Frequently Asked Questions


We Answer Most Common Health & Safety Questions

Must our organization have a health and safety management system in place?

The adaptation and implementation of a range of effective Occupational and Work, Health and Safety Management actions by an organization would demonstrate that they are systematically controlling risks to all persons affected by the organization’s activities in a systematic manner and can contribute to a myriad of  beneficial outcomes for all stakeholders.

What are the penalties if an organization fails to comply with health and safety laws?

If an organization is found to have breached Health and Safety laws there can be a range of consequences, including improvement or prohibition notices from inspectors, prosecutions, on the spot fines, heavy fines, jail terms and enforceable undertakings and imprisonment.

Courts can impose adverse publicity orders, health and safety undertakings, or orders to undertake improvement projects. It is an offence to contravene an enforceable undertaking.

Can I an employer be jailed for committing a health and safety breach?

Yes employers can be jailed for committing health and safety offences under the legislation, Persons other than an employee who holds duties under Part 3 of the OHS Act and their officers could face up to 20 years jail for negligent offence under Victoria’s new workplace health and safety laws.

Must we have health and safety representatives?

No, there is no legal requirement to have a Health and Safety Representative for the workplace it only applies if the workplace has a designated work group (s).

Yes, Health and Safety Representatives must be elected by members of the designated work group (s), OHS Act 2004, Part 7—Representation of Employee, Division 1, Division 43, Division 4, Division 54.

Must we have a health and safety committee?

No, under the Victorian Occupational Health and Safety Act 2004 [Section 72(1)], an employer must establish a committee within 3 months of a health and safety representative requesting it, OR if required to by regulation.  However, as there is currently NO regulation on committees, it is very important that reps put in a request to their employer if there is no proper committee at the workplace.

When do I need to report an incident to the authority?

An employer must within 48 hours after being required to notify the Authority, the employer or self-employed person must also give the Authority a written record of the incident, in the form approved in writing by the Authority.

What types of incidents must we report to the authority (WorkSafe Vic)

An employer or self-employed person must notify the Authority immediately after becoming aware that an incident has occurred at a workplace under the management and control of the employer or self-employed person.
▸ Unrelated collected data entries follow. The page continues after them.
PR #905, opened 2016-06-04
Improve cursor positioning while format

### LINKED ISSUE #824: elpy-rpc--default-error-callback: Elpy error: yapf not installed
I'm trying use `C-c C-r f` to run yapf on a region, but when I try this, Emacs responds with `Elpy error: yapf not installed`. (The subject lists the message as it appears in the `*Messages*` buffer.)

The relevant file uses a virtualenv, `elpy-config` reports the following:

```
Virtualenv........: python3 (/home/joost/src/mal/python3)
RPC Python........: 3.4.3 (/home/joost/src/mal/python3/bin/python)
Interactive Python: ipython (/home/joost/src/mal/python3/bin/ipython)
Emacs.............: 25.0.92.1
Elpy..............: 1.11.0
Jedi..............: 0.9.0
Rope..............: Not found (0.10.3 available)
Importmagic.......: 0.1.5
Autopep8..........: 1.2.2
Yapf..............: 0.6.3
Syntax checker....: flake8 (/home/joost/src/mal/python3/bin/flake8)
```

Which looks to me like everything should be fine. Note that `yapf` is only installed in the virtualenv, though, not system-wide. Should I install `yapf` system-wide as well? Won't that produce the wrong results, though, given that the system Python is version 2.7, whereas I use 3.4 in the virtualenv.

This Part applies to an incident that results in—

(a)       the death of a person; or

(b)       a person requiring medical treatment within 48 hours of exposure to a substance; or

(c)       a person requiring immediate treatment as an in-patient in a hospital; or

(d)       a person requiring immediate medical treatment for—

(i)        the amputation of any part of his or her body; or

(ii)       a serious head injury; or

(iii)      a serious eye injury; or

(iv)      the separation of his or her skin from an underlying tissue (such as de-gloving or scalping); or

(v)       electric shock; or

(vi)      a spinal injury; or

(vii)     the loss of a bodily function; or

(viii)    serious lacerations; or

(e)       any other injury to a person or other consequence prescribed by the regulations.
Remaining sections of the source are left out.